(Exercise goal)
All of the data below is to be output exactly as written.

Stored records

PR #1656, opened 2017-12-18
DROOLS-2188 Remove "expected = RuntimeException" from tests

baldimir:
- Replace the expected attribute with exception catch and assert over it's message
- Remove BranchTest which is a duplicate of NamedConsequencesTest
 
@mariofusco @lucamolteni could you please review? I did the changes to tests again, because although if I find the changes from before in my old computer tomorrow, I couldn't be sure in which state they are. So better to fix it again.


drools-compiler/src/test/java/org/drools/compiler/integrationtests/KieBuilderTest.java
```diff
@@ -159,12 +160,15 @@ public void testInvalidXsdTargetNamespace() {
...
-
-        ks.newKieContainer( km.getReleaseId() );
+        try {
+            final KieModule km = createAndDeployJar(ks,
+                                                    kmodule,
+                                                    releaseId1,
+                                                    r1);
+            Assertions.fail("Test should throw a validation exception!");
+        } catch (IllegalStateException ex) {
+            Assertions.assertThat(ex).hasMessageContaining("XSD validation failed");
```
triceo: May I suggest the following instead?

    Assertions.assertThatThrownBy(() -> yourCode())
        .isIntanceOf(SomeException.class)
        .hasMessageContaining(...)

No `try-catch`, no need to `Assertions.fail()`.

baldimir: Will do. Thanks for suggestion.

baldimir:
@triceo, the exception handling with AssertJ is added.

triceo (approved):

PR #1664, opened 2017-12-20
Fix for random nullpointer exceptions while serializing drools sessio…

manjunath-sp:
…n with sliding windows

Please refer to my post drools usage google groups. https://groups.google.com/forum/#!topic/drools-usage/Mhg6ivkJ5Oo

Adding the null check seems to have fixed the issue.


mariofusco:
Adding a null check in similar situations is almost always a bad idea: it doesn't fix the problem but just hides it and possibly propagates it somewhere else where it will be even harder to investigate and solve. In practice that null check is fixing the symptom and not the cause. Conversely my suggestion is to please provide a reproducer of this issue and I'll give a look at it.

manjunath-sp:
I'm not able to reproduce this issue consistently. Unfortunately, I am not in a position to share our rule base but I will try to create a reproducer.

manjunath-sp:
Please see the reproducer for this issue. 
https://github.com/manjunath-sp/drools-marshaller-tester/tree/master/drools.marshaller.tester

PR #1669, opened 2017-12-28
DROOLS-2200 fix NPE when structured DT output field is null

tarilabs:
/cc @etirelli


etirelli (approved):

etirelli:
thank you @tarilabs !

PR #1674, opened 2018-01-03
[DROOLS-2195] avoid CCE when changing a declared type during an incre…

mareknovotny:
https://issues.jboss.org/browse/RHBRMS-3053

cherry-picking from upstream https://github.com/kiegroup/drools/commit/d4fad626514d5cfeb54ce071d2bbe1c34148f52a


baldimir (approved):
+1, same changes as in master PR.

PR #1681, opened 2018-01-04
DROOLS-2213 Add reproducer for problem with recreating KieBase

baldimir:
@mariofusco this is the reproducer for issue https://issues.jboss.org/browse/DROOLS-2213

(Response to this exercise)
PR #1656, opened 2017-12-18
DROOLS-2188 Remove "expected = RuntimeException" from tests

baldimir:
- Replace the expected attribute with exception catch and assert over it's message
- Remove BranchTest which is a duplicate of NamedConsequencesTest
 
@mariofusco @lucamolteni could you please review? I did the changes to tests again, because although if I find the changes from before in my old computer tomorrow, I couldn't be sure in which state they are. So better to fix it again.


drools-compiler/src/test/java/org/drools/compiler/integrationtests/KieBuilderTest.java
```diff
@@ -159,12 +160,15 @@ public void testInvalidXsdTargetNamespace() {
...
-
-        ks.newKieContainer( km.getReleaseId() );
+        try {
+            final KieModule km = createAndDeployJar(ks,
+                                                    kmodule,
+                                                    releaseId1,
+                                                    r1);
+            Assertions.fail("Test should throw a validation exception!");
+        } catch (IllegalStateException ex) {
+            Assertions.assertThat(ex).hasMessageContaining("XSD validation failed");
```
triceo: May I suggest the following instead?

    Assertions.assertThatThrownBy(() -> yourCode())
        .isIntanceOf(SomeException.class)
        .hasMessageContaining(...)

No `try-catch`, no need to `Assertions.fail()`.

baldimir: Will do. Thanks for suggestion.

baldimir:
@triceo, the exception handling with AssertJ is added.

triceo (approved):

PR #1664, opened 2017-12-20
Fix for random nullpointer exceptions while serializing drools sessio…

manjunath-sp:
…n with sliding windows

Please refer to my post drools usage google groups. https://groups.google.com/forum/#!topic/drools-usage/Mhg6ivkJ5Oo

Adding the null check seems to have fixed the issue.


mariofusco:
Adding a null check in similar situations is almost always a bad idea: it doesn't fix the problem but just hides it and possibly propagates it somewhere else where it will be even harder to investigate and solve. In practice that null check is fixing the symptom and not the cause. Conversely my suggestion is to please provide a reproducer of this issue and I'll give a look at it.

manjunath-sp:
I'm not able to reproduce this issue consistently. Unfortunately, I am not in a position to share our rule base but I will try to create a reproducer.

manjunath-sp:
Please see the reproducer for this issue. 
https://github.com/manjunath-sp/drools-marshaller-tester/tree/master/drools.marshaller.tester

PR #1669, opened 2017-12-28
DROOLS-2200 fix NPE when structured DT output field is null

tarilabs:
/cc @etirelli


etirelli (approved):

etirelli:
thank you @tarilabs !

PR #1674, opened 2018-01-03
[DROOLS-2195] avoid CCE when changing a declared type during an incre…

mareknovotny:
https://issues.jboss.org/browse/RHBRMS-3053

cherry-picking from upstream https://github.com/kiegroup/drools/commit/d4fad626514d5cfeb54ce071d2bbe1c34148f52a


baldimir (approved):
+1, same changes as in master PR.

PR #1681, opened 2018-01-04
DROOLS-2213 Add reproducer for problem with recreating KieBase

baldimir:
@mariofusco this is the reproducer for issue https://issues.jboss.org/browse/DROOLS-2213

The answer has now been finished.